**Exercise material:**
=-=-=-=-=
PR #349, opened 2021-04-16
Remove NaCl specifics from external_logs_printer

emaxx-google:
Refactor the common external_logs_printer.cc file to stop using
conversions to NaCl-specific structures, and switch to using the
toolchain-independent "Value" class.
=-=-=-=-=
**Task details:** All the material above is to be returned exactly as it stands.

**Output below:**
PR #349, opened 2021-04-16
Remove NaCl specifics from external_logs_printer

emaxx-google:
Refactor the common external_logs_printer.cc file to stop using
conversions to NaCl-specific structures, and switch to using the
toolchain-independent "Value" class.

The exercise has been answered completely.